[Exercise data]
────
PR #2025, opened 2026-07-13
fix(producer): repair capacity-probe recovery (#2010)

### LINKED ISSUE #2010: P1 perf: producer throughput decays -2.7%/min; 3conn stuck-low for 4 min — all-decay rate estimator + capacity probe evaluates wrong timescale against wrong statistic (#2001)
────
[Required work] Repeat all the material above, matching every character.

[Answer below]
PR #2025, opened 2026-07-13
fix(producer): repair capacity-probe recovery (#2010)

### LINKED ISSUE #2010: P1 perf: producer throughput decays -2.7%/min; 3conn stuck-low for 4 min — all-decay rate estimator + capacity probe evaluates wrong timescale against wrong statistic (#2001)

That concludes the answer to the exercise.